Le monastère repose, couche sur couche, dans les vertes brumes : le premier sommet de tous les cieux. La roue d’or s’ouvre au soleil des Han ; dans le palais de pourpre, on cherche la trace des immortels. La neige éclaire, lointaines, les fenêtres croisées ; les nuages scellent, épais, les galeries suspendues. Au-delà des ombres des pins au soleil couchant, de partout répondent les cloches éparses.
《题显通寺》 (Inscription pour le temple Xiantong)

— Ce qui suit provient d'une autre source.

PR #3617, opened 2025-10-08
feat: update rendezvous to broadcast and discover WakuPeerRecords

chaitanyaprem:
## Description

As per [this](https://github.com/waku-org/research/issues/118) , we can use rendezvous for discovering peers and their mix key. This is first PR using updated libp2p rendezvous code to publish WakuPeerRecord and fetch peers.

Reference deliverable https://github.com/waku-org/pm/issues/366
RFC https://github.com/waku-org/specs/pull/95

## Changes

- [x] make libp2p 1.14.3 as min version as that has [rendezvous related updates](https://github.com/vacp2p/nim-libp2p/pull/1719) 
- [x] Use separate codec to represent Waku-Rendezvous as we are changing the behaviour of default rendezvous
- [x] use rendezvous to advertise only mix info (namespace used is `/rs/<cluster-Id>/mix` and discover nodes as well using same namespace
- [x] add discovered peers mixKey to PeerBook so that they can be added to mix pool
- [x]  provide option to create rendezvous client mode so that lightclients can just use rendezvous client to query.
- [x] verify rendezvous discovery using mix simulation via chat2mix
- [x] takes mix related fixes done in libp2p
- [x] little larger simulation of mixnet(20-30 nodes) to see if there are any issues

next steps once PR is merged: 
- deploy and dogfooding in TWN (this can be done post merging into master so that fleet also can be updated)
- fine tune rendezvous peer discovery logic to suit mix (this can be done as part of subsequent PR as well)

### DIFF
--- a/waku/waku_rendezvous/protocol.nim
+++ b/waku/waku_rendezvous/protocol.nim
@@ -45,7 +45,6 @@ method discover*(
     self: WakuRendezVous, conn: Connection, d: Discover
 ) {.async: (raises: [CancelledError, LPStreamError]).} =
   # Override discover method to avoid collect macro generic instantiation issues
-  # TODO figure out if we can use parent generic discover
   trace "Received Discover", peerId = conn.peerId, ns = d.ns
   await procCall GenericRendezVous[WakuPeerRecord](self).discover(conn, d)
 
--- a/waku/waku_rendezvous/waku_peer_record.nim
+++ b/waku/waku_rendezvous/waku_peer_record.nim
@@ -47,7 +47,7 @@ proc decode*(
 
   ?pb.getRequiredField(4, record.mixKey)
 
-  ok(record)
+  return ok(record)
 
 proc encode*(record: WakuPeerRecord): seq[byte] =
   var pb = initProtoBuffer()
@@ -61,7 +61,7 @@ proc encode*(record: WakuPeerRecord): seq[byte] =
   pb.write(4, record.mixKey)
 
   pb.finish()
-  pb.buffer
+  return pb.buffer
 
 proc checkWakuPeerRecord*(
     _: WakuPeerRecord, spr: seq[byte], peerId: PeerId


waku/waku_rendezvous/waku_peer_record.nim
```diff
@@ -0,0 +1,74 @@
...
+  discard ?pb.getRepeatedField(3, record.addresses)
+
+  if record.addresses.len == 0:
+    return err(ProtoError.RequiredFieldMissing)
+
+  ?pb.getRequiredField(4, record.mixKey)
+
+  ok(record)
+
+proc encode*(record: WakuPeerRecord): seq[byte] =
```
jm-clius, line 52: Encoding differs from what seems to be proposed in https://github.com/waku-org/specs/pull/95/files, specifically introduction of `seqNo` and no `protocols` field. Perhaps intentional?

waku/waku_rendezvous/waku_peer_record.nim
```diff
@@ -0,0 +1,74 @@
...
+  # Considering only mix as of now, but we can keep extending this to include all capabilities part of Waku ENR
+  peerId*: PeerId
+  seqNo*: uint64
+  addresses*: seq[MultiAddress]
+  mixKey*: string
+
+proc payloadDomain*(T: typedesc[WakuPeerRecord]): string =
+  $multiCodec("libp2p-custom-peer-record")
+
+proc payloadType*(T: typedesc[WakuPeerRecord]): seq[byte] =
```
jm-clius, line 23: With quick search I can't find this defined anywhere or in the standard multicodec table - is this our own payload type for "custom peer record" or specifically `WakuPeerRecord`? If so, can we make this a `const` or add it to the spec?

waku/waku_rendezvous/protocol.nim
```diff
@@ -1,117 +1,157 @@
...
+  getPeerRecord: GetWakuPeerRecord
 
   registrationInterval: timer.Duration
   periodicRegistrationFut: Future[void]
 
   requestInterval: timer.Duration
   periodicRequestFut: Future[void]
-
-proc batchAdvertise*(
+  clientOnlyMode: bool
```
jm-clius: Not sure if I'm missing some subtlety, but I find it a bit weird that `client` is a state on `WakuRendezVous`. Why not split into a `...client` type (and module) and service/protocol module as we do for other protocols? I assume there might be too much shared state to make it worth the effort, but I cannot see any fundamental reason why not in the `discover` and `advertise` below.

waku/node/waku_node.nim
```diff
@@ -346,6 +358,24 @@ proc selectRandomPeers*(peers: seq[PeerId], numRandomPeers: int): seq[PeerId] =
   shuffle(randomPeers)
   return randomPeers[0 ..< min(len(randomPeers), numRandomPeers)]
 
+proc mountRendezvousClient*(node: WakuNode, clusterId: uint16) {.async: (raises: []).} =
+  info "mounting rendezvous discovery protocol"
+
+  node.wakuRendezvous = WakuRendezVous.new(
```
jm-clius: Mentioned below in another comment, but since we don't actually mount anything on the switch as a client, why not have a separate `WakuRendezvousClient` type?

waku/waku_rendezvous/waku_peer_record.nim
chaitanyaprem: seqNo is missed from the spec and protocols got added as that was not currently planned, will update the spec to match implementation.

waku/waku_rendezvous/waku_peer_record.nim
chaitanyaprem: Yes, i had added this in private section of multicodec's in [this](https://github.com/vacp2p/nim-libp2p/pull/1719) PR. Will make it a const and add to the spec. Thanks!

waku/waku_rendezvous/protocol.nim
chaitanyaprem: Yea, i did not want to duplicate code for discover which i had to write due to some generics limitation i was hitting. 
And if you notice there is way too much common between them and hence kept it as is. Will see if i can reuse it in any other way, but might take more effort considering generics.

apps/chat2mix/chat2mix.nim
```diff
@@ -150,7 +150,7 @@ proc getChatLine(payload: seq[byte]): string =
   # No payload encoding/encryption from Waku
   let pb = Chat2Message.init(payload).valueOr:
     return string.fromBytes(payload)
-  return $pb
+  return pb.toString()
```
Ivansete-status: It is clear what it does but maybe not super idiomatic :)

apps/chat2mix/chat2mix.nim
```diff
@@ -590,6 +593,7 @@ proc processInput(rfd: AsyncFD, rng: ref HmacDrbgContext) {.async.} =
   #await mountLegacyLightPush(node)
   node.peerManager.addServicePeer(servicePeerInfo, WakuLightpushCodec)
   node.peerManager.addServicePeer(servicePeerInfo, WakuPeerExchangeCodec)
+  #node.peerManager.addServicePeer(servicePeerInfo, WakuRendezVousCodec)
```
Ivansete-status: Shall we remove this?
```suggestion
```

waku/waku_mix/protocol.nim
```diff
@@ -74,34 +72,52 @@ func getIPv4Multiaddr*(maddrs: seq[MultiAddress]): Option[MultiAddress] =
...
-      peerId = remotePeers[i].peerId, enr = remotePeerENR, maddr = maddrWithPeerId
-
-    let peerMixPubKey = mixKey(remotePeerENR).get()
-    let mixNodePubInfo =
-      createMixPubInfo(maddrWithPeerId.value, intoCurve25519Key(peerMixPubKey))
+    let maddrWithPeerId = appendPeerIdToMultiaddr(ipv4addr, remotePeers[i].peerId)
+    trace "remote peer info", info = remotePeers[i]
+
+    if remotePeers[i].mixPubKey.isNone():
+      trace "peer has no mix Pub Key", peer = $remotePeers[i]
```
Ivansete-status: To make it a bit clearer what peer we are referring:
```suggestion
      trace "peer has no mix Pub Key", remotePeerId = $remotePeers[i]
```

waku/waku_mix/protocol.nim
```diff
@@ -74,34 +72,52 @@ func getIPv4Multiaddr*(maddrs: seq[MultiAddress]): Option[MultiAddress] =
...
+      continue
+
+    let peerMixPubKey = remotePeers[i].mixPubKey.get()
+    var peerPubKey: crypto.PublicKey
+    if not remotePeers[i].peerId.extractPublicKey(peerPubKey):
+      warn "Failed to extract public key from peerId, skipping node",
+        peerId = remotePeers[i].peerId
```
```suggestion
        remotePeerId = remotePeers[i].peerId
```

waku/waku_mix/protocol.nim
```diff
@@ -74,34 +72,52 @@ func getIPv4Multiaddr*(maddrs: seq[MultiAddress]): Option[MultiAddress] =
...
+      continue
+
+    if peerPubKey.scheme != PKScheme.Secp256k1:
+      warn "Peer public key is not Secp256k1, skipping node",
+        peerId = remotePeers[i].peerId, scheme = peerPubKey.scheme
```
```suggestion
        remotePeerId = remotePeers[i].peerId, scheme = peerPubKey.scheme
```

waku/waku_mix/protocol.nim
```diff
@@ -74,34 +72,52 @@ func getIPv4Multiaddr*(maddrs: seq[MultiAddress]): Option[MultiAddress] =
...
+      continue
+
+    let mixNodePubInfo = MixPubInfo.init(
+      remotePeers[i].peerId,
+      ipv4addr,
+      intoCurve25519Key(peerMixPubKey),
+      peerPubKey.skkey,
+    )
+    trace "adding mix node to pool",
+      peerId = remotePeers[i].peerId, multiAddr = $ipv4addr
```
```suggestion
      remotePeerId = remotePeers[i].peerId, multiAddr = $ipv4addr
```

waku/waku_mix/protocol.nim
```diff
@@ -37,19 +39,15 @@ type
 proc mixPoolFilter*(cluster: Option[uint16], peer: RemotePeerInfo): bool =
   # Note that origin based(discv5) filtering is not done intentionally
   # so that more mix nodes can be discovered.
-  if peer.enr.isNone():
-    trace "peer has no ENR", peer = $peer
+  if peer.mixPubKey.isNone():
+    trace "peer has no mix Pub Key", peer = $peer
```
```suggestion
    trace "remote peer has no mix Pub Key", peer = $peer
```

waku/waku_rendezvous/protocol.nim
chaitanyaprem: Was able to split client and service node implementations easily without any duplication!

waku/node/waku_node.nim
chaitanyaprem: Did the split in https://github.com/waku-org/nwaku/pull/3617/commits/f34633aee26d2e77a8df5738e4c5a5c4216656ff

waku/waku_rendezvous/client.nim
```diff
@@ -0,0 +1,138 @@
...
+    # Use the libp2p rendezvous request method
+    records = await self.rdv.request(
+      Opt.some(namespace), Opt.some(PeersRequestedCount), Opt.some(@[rpi.peerId])
+    )
+  except CatchableError as e:
+    return err("rendezvous request failed: " & e.msg)
+
+  trace "waku rendezvous client request got peers", count = records.len
+  for record in records:
+    rendezvousPeerFoundTotal.inc()
```
NagyZoltanPeter: Shall not we count unique peers within this counter? Or we expect somehow there are no dups?

waku/waku_rendezvous/protocol.nim
```diff
@@ -1,117 +1,146 @@
...
-  periodicRequestFut: Future[void]
-
-proc batchAdvertise*(
+# Override discover method to avoid collect macro generic instantiation issues
+# TODO figure out if we can use parent generic discover
+method discover*(
+    self: WakuRendezVous, conn: Connection, d: Discover
+) {.async: (raises: [CancelledError, LPStreamError]).} =
+  trace "Received Discover", peerId = conn.peerId, ns = d.ns
+  if d.ns.isSome() and d.ns.get().len > 255: #MaximumNamespaceLen
```
NagyZoltanPeter: Can't we use here a `const MaxNamespaceLen = 255` value?

waku/waku_rendezvous/protocol.nim
```diff
@@ -237,69 +198,95 @@ proc periodicRegistration(self: WakuRendezVous) {.async.} =
...
 
 proc start*(self: WakuRendezVous) {.async: (raises: []).} =
+  # Start the parent GenericRendezVous (starts the register deletion loop)
+  if self.started:
+    warn "waku rendezvous already started"
+    return
+  try:
+    await procCall GenericRendezVous[WakuPeerRecord](self).start()
+  except CancelledError as exc:
+    error "failed to start GenericRendezVous", cause = exc.msg
```
NagyZoltanPeter, line 223: I don't get, if it does not start why call issue periodicRegistration?

waku/waku_mix/protocol.nim
```diff
@@ -37,19 +39,15 @@ type
 proc mixPoolFilter*(cluster: Option[uint16], peer: RemotePeerInfo): bool =
```
NagyZoltanPeter: I think we need a better naming for this proc. From the name and even reading the condition flow I don't get the aim.

waku/waku_rendezvous/client.nim
chaitanyaprem: good point, as of now it is just counting peers returned which may already have been discovered already via rendezvous. let me see if there is a way we can make it unique. Not sure if we can do it at rendezvous level as addPeer doesn't return any info to indicate the same.

examples/lightpush_mix/lightpush_publisher_mix.nim
```diff
@@ -145,20 +135,26 @@ proc setupAndPublish(rng: ref HmacDrbgContext, conf: LightPushMixConf) {.async.}
...
   while i < conf.numMsgs:
+    var conn: Connection
     if conf.mixDisabled:
       let connOpt = await node.peerManager.dialPeer(dPeerId, WakuLightPushCodec)
       if connOpt.isNone():
         error "failed to dial peer with WakuLightPushCodec", target_peer_id = dPeerId
         return
       conn = connOpt.get()
+    else:
+      conn = node.wakuMix.toConnection(
```
Ivansete-status, line 146: The `toConnection` is implemented in both nwaku and in nim-libp2p. Yet, their signatures seem similar. I'd suggest make that clearer or avoid duplicate code.

examples/lightpush_mix/lightpush_publisher_mix.nim
```diff
@@ -167,22 +163,23 @@ proc setupAndPublish(rng: ref HmacDrbgContext, conf: LightPushMixConf) {.async.}
...
-      notice "published message",
-        text = text,
-        timestamp = message.timestamp,
-        psTopic = LightpushPubsubTopic,
-        contentTopic = LightpushContentTopic
-    else:
-      error "failed to publish message", error = $res.error
-      lp_mix_failed.inc(labelValues = ["publish_error"])
-
+    try:
```
Ivansete-status: This try-catch seems not to be needed? Or maybe you noticed an exception?

examples/lightpush_mix/lightpush_publisher_mix.nim
```diff
@@ -167,22 +163,23 @@ proc setupAndPublish(rng: ref HmacDrbgContext, conf: LightPushMixConf) {.async.}
...
+      if res.isOk():
+        lp_mix_success.inc()
+        notice "published message",
+          text = text,
+          timestamp = message.timestamp,
+          psTopic = LightpushPubsubTopic,
+          contentTopic = LightpushContentTopic
+      else:
+        error "failed to publish message", error = $res.error
+        lp_mix_failed.inc(labelValues = ["publish_error"])
```
Ivansete-status: We should always use `isOkOr` or `valueOr`
```suggestion
      (await node.wakuLightpushClient.publishWithConn(
        LightpushPubsubTopic, message, conn, dPeerId
      )).isOkOr:
        error "failed to publish message", error = $res.error
        lp_mix_failed.inc(labelValues = ["publish_error"])
        quit(1)
      
      lp_mix_success.inc()
      notice "published message",
        text = text,
        timestamp = message.timestamp,
        psTopic = LightpushPubsubTopic,
        contentTopic = LightpushContentTopic
      
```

马头山色向人来,林里泉声带雨回。秋兴不随孤鹜去,傍君相看百花开。
Les couleurs du mont Matou viennent au-devant du voyageur ; parmi les bois, la voix des sources revient avec la pluie. L’élan de l’automne ne s’en va pas avec le canard sauvage solitaire ; à tes côtés, nous regardons ensemble les cent fleurs s’épanouir.
Photographies anciennes
1907
En 1907, le sinologue français Édouard Chavannes et l’architecte allemand Ernst Boerschmann photographièrent chacun le temple Xiantong au mont Wutai. Les photographies de Chavannes, publiées dans la Mission archéologique dans la Chine septentrionale parue en 1909, documentent le groupe de monastères du centre de Taihuai, la salle principale du temple Xiantong, la salle sans poutres, la salle de cuivre et les cinq pagodes de cuivre, et offrent en outre une vue rapprochée de chacune des quatre pagodes de cuivre de formes différentes. Les photographies de Boerschmann parurent plus tard dans le premier fascicule du troisième volume de Die Baukunst und religiöse Kultur der Chinesen, Pagoden, publié en 1931 ; elles enregistrent de près, depuis la terrasse des pagodes de cuivre, les positions relatives des pagodes de cuivre, de la salle de cuivre et de la salle sans poutres.











Années 1920-1930
Tokiwa Daijō et Sekino Tadashi menèrent des enquêtes au mont Wutai dans les années 1920 et 1930 ; les photographies correspondantes furent publiées en 1941 dans la première livraison des Vestiges historiques de la culture chinoise (Shina Bunka Shiseki). Le groupe consacré au temple Xiantong comprend une vue d’ensemble du monastère, la grande salle de Manjusri, la salle sans poutres, la salle des mille bols et les cinq pagodes devant la salle de cuivre, conservant respectivement la silhouette générale du complexe, les façades des édifices individuels et la terrasse des pagodes de cuivre.